** WHAT THIS TASK INVOLVES **
Write out all of the data again, exactly as it reads.
┌─ SOURCE DATA
PR #308, opened 2026-08-25
nxp: fix the two things that stop i.MX machines building

hiagofranco:
Two independent regressions, both blocking i.MX builds. Found while trying to build `imx95-frdm`; neither is caught by CI because machine builds are opt-in via the `build-<machine>` label.

## 1. `imx95-frdm` cannot be checked out

`bde07247` migrated `kas/extra/deepx.yml` into `kas/feature/ai.yml` and deleted all 16 `kas/extra/` files. It updated `grinn-astra-1680-sbc.yml`, the other DeepX board, but missed `imx95-frdm.yml` — which was left as the only reference to `kas/extra/` in the tree:

```
ERROR - Configuration file not found: .../meta-avocado/kas/extra/deepx.yml
```

## 2. Variscite bbappends dangle on every other NXP board

```
ERROR: No recipes in default available for:
  .../meta-avocado-nxp/recipes-bsp/u-boot/u-boot-variscite.bbappend
  .../meta-avocado-nxp/recipes-kernel/linux/linux-variscite-imx_%.bbappend
```

`u-boot-variscite` and `linux-variscite-imx` live in `meta-variscite-bsp-imx` (collection `variscite-bsp`), which only `kas/vendor/variscite.yml` pulls in — so both appends dangle on imx95-frdm, imx8mp-evk, imx93-frdm, imx91-frdm, imx93-evk and ucm-imx8m-plus.

This is a regression of a bug already fixed once. `7ab6b7ee` moved the CompuLab appends under `dynamic-layers/` for exactly this reason and documented it in `meta-avocado-nxp/conf/layer.conf`:

> Their bbappends live under `dynamic-layers/` (NOT matched by the `recipes-*/` BBFILES glob above) and are loaded only when that collection is present, so they don't dangle ("No recipes available") on the other meta-avocado-nxp boards that share this layer (e.g. imx8mp-evk).

Variscite support landed three weeks later without following it.

The kernel bbappend shares its config fragments with the in-tree `linux-imx` append, so it reaches them via `AVOCADO_NXP_KERNEL_FILESDIR` instead of `${THISDIR}/files` — the same treatment `linux-compulab` already gets.

## Verification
└─
** RESPONSE **
PR #308, opened 2026-08-25
nxp: fix the two things that stop i.MX machines building

hiagofranco:
Two independent regressions, both blocking i.MX builds. Found while trying to build `imx95-frdm`; neither is caught by CI because machine builds are opt-in via the `build-<machine>` label.

## 1. `imx95-frdm` cannot be checked out

`bde07247` migrated `kas/extra/deepx.yml` into `kas/feature/ai.yml` and deleted all 16 `kas/extra/` files. It updated `grinn-astra-1680-sbc.yml`, the other DeepX board, but missed `imx95-frdm.yml` — which was left as the only reference to `kas/extra/` in the tree:

```
ERROR - Configuration file not found: .../meta-avocado/kas/extra/deepx.yml
```

## 2. Variscite bbappends dangle on every other NXP board

```
ERROR: No recipes in default available for:
  .../meta-avocado-nxp/recipes-bsp/u-boot/u-boot-variscite.bbappend
  .../meta-avocado-nxp/recipes-kernel/linux/linux-variscite-imx_%.bbappend
```

`u-boot-variscite` and `linux-variscite-imx` live in `meta-variscite-bsp-imx` (collection `variscite-bsp`), which only `kas/vendor/variscite.yml` pulls in — so both appends dangle on imx95-frdm, imx8mp-evk, imx93-frdm, imx91-frdm, imx93-evk and ucm-imx8m-plus.

This is a regression of a bug already fixed once. `7ab6b7ee` moved the CompuLab appends under `dynamic-layers/` for exactly this reason and documented it in `meta-avocado-nxp/conf/layer.conf`:

> Their bbappends live under `dynamic-layers/` (NOT matched by the `recipes-*/` BBFILES glob above) and are loaded only when that collection is present, so they don't dangle ("No recipes available") on the other meta-avocado-nxp boards that share this layer (e.g. imx8mp-evk).

Variscite support landed three weeks later without following it.

The kernel bbappend shares its config fragments with the in-tree `linux-imx` append, so it reaches them via `AVOCADO_NXP_KERNEL_FILESDIR` instead of `${THISDIR}/files` — the same treatment `linux-compulab` already gets.

## Verification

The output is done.